This kind of reporting trip, risky as it was, had become increasingly necessary, given the cagey and outright confusing response by the Pakistani government to the escalating air war over its territory. When news of the early attacks got out, officials were evasive, suggesting that the militants had been killed while making explosives in their compounds. Then, after a drone strike took out a madrasa in the Bajaur tribal area in October 2006, killing more than 80 people, the government claimed that Pakistani bombers had done the job. Militants responded that November with a suicide bombing of a military barracks in the Dargai area of Malakand district, killing 42 soldiers and wounding dozens more.

The government learned its lesson, retreating back into ambiguity. From that moment on, only the residents of the areas targeted by the drones would have a clear understanding of what was happening -- but those areas were mostly beyond the reach of the media.

IF THE CONDUCT OF THE DRONE war is mysterious, the terrain over which it is fought is not, at least to me -- I have known it all my life. I was born in South Waziristan, to parents from two different Pashtun tribes, in a town that had been famous in the British colonial era for its gun and knife factories. My ancestors had come from Afghanistan as preachers, and I had taken my first steps as a child in the Afghan city of Khost, just across the border, where my maternal grandfather lived.

After graduating from university in Islamabad in 2001, I had returned to the tribal regions to prepare for my civil service exam. As unthinkable as it seems now, it was then the most peaceful, tranquil place I knew, and I spent my evenings in Bajaur studying with a college professor in preparation for a career in Pakistan's foreign service. During the days I would travel with my uncle, a government irrigation engineer, to villages in the area, meeting the residents and elders.

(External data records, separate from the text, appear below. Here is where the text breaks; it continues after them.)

Issue #151, opened 2020-11-13
Upgrade to latest OpenTelemetry Span Status spec.


kowshikn:
1. Upgrade SITUP to use the latest [version](https://github.com/opendistro-for-elasticsearch/simple-ingest-transformation-utility-pipeline/blob/da3c457817765f05fffaf6e6d10a7a6b9ff8af82/dependency-versions.gradle#L15) of OpenTelemetry Proto which has the new Span Spec. 

2. Upgrade the Sample apps to OpenTelemetryv0.14.0 which support the new Span Spec. 

3. Upgrade the sample also to latest OpenTelemetry python versions. 

4. After all this is done, perform an integration sanity check and ensure all sample apps provides only status code 0, 1 and 2. 

Note: We will do this in a [branch](https://github.com/opendistro-for-elasticsearch/simple-ingest-transformation-utility-pipeline/tree/otel-collectorv0.14.0) because this will break kibana dashboard as our dashboard uses ">0" as error code.

chenqi0805:
Kibana Dashboard after upgrade:

![Screen Shot 2020-11-13 at 2 13 57 PM](https://user-images.githubusercontent.com/19492223/99120391-66963280-25c0-11eb-8928-2fc87cb51ff0.png)

![Screen Shot 2020-11-13 at 2 13 37 PM](https://user-images.githubusercontent.com/19492223/99120341-58481680-25c0-11eb-9fb7-81b53eaec18d.png)

PR #153, opened 2020-11-13
Upgrade proto to 0.10.0

chenqi0805:
*Issue #, if available:*
#151

*Description of changes:*
- Upgraded proto dependency to v.10.0 and fixes the relevant test cases

Note: Will do an upgrade on sample app and do sanity check


chenqi0805:
Not correctly directed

As the media poured into Afghanistan and Pakistan after the 9/11 attacks, someone with my background and English-language skills was suddenly very much in demand, and I got my first job in Newsday's Islamabad bureau. On my trips back to Waziristan, I saw the landscape of my childhood transforming into a war zone. By 2004, people I had known there in my youth were on all sides of the region's worsening conflict, in the Taliban and al Qaeda, as well as the Pakistani military and intelligence services.

As the Pakistani military operations started to expand from one tribal area to the next, reporting on the ground went from difficult to impossible. I found myself working more and more over the phone, canvassing the contacts I had made during my travels in the region. When it came to the drone attacks, some of my sources would have access to the site of the strike and would tell me what really happened. I soon learned that the official version of the story was usually the least reliable. The military often had the same access problem I did and was itself relying on secondary sources.

The Taliban started adapting, too. The militants had come to realize that the increasingly effective drone strikes made them look weak, and they began getting rid of the evidence as fast as they could. After every attack they would cordon off the area and remove the bodies of the dead, making it difficult to verify who and how many people had been killed. Going to the site of a drone attack became a futile exercise; only a very few local reporters known for their deference to the Taliban were given any meaningful access.

I made my last visit to Waziristan in June 2007. By then, people there knew I worked for an American newspaper; fearing for my safety, my family discouraged me from going. The military was turning away representatives of foreign news organizations, and the Taliban had grown increasingly paranoid -- a fact I learned the hard way a year later.

It was a hot, sunny day in July 2008, and I had set out from Peshawar with a photographer to report on the Taliban in the Mohmand tribal area, where the group had taken over a series of marble quarries. After meeting up with a local guide, we arrived in the village of Ziarat and headed toward the local Taliban checkpoint. We had dressed in the traditional salwar kameez and had worn hats in an effort to blend in. My photographer was from Karachi, though, and I worried that his presence would mark us as outsiders. I asked him to stay near the car while I ventured out to the checkpoint, where I interviewed a contractor working in the mines. As I was about to finish my interview, I saw my photographer approaching, so I wrapped up the conversation and hustled him back to the car. But it was too late. A bearded man shouted at us -- he had seen the photographer's camera bag.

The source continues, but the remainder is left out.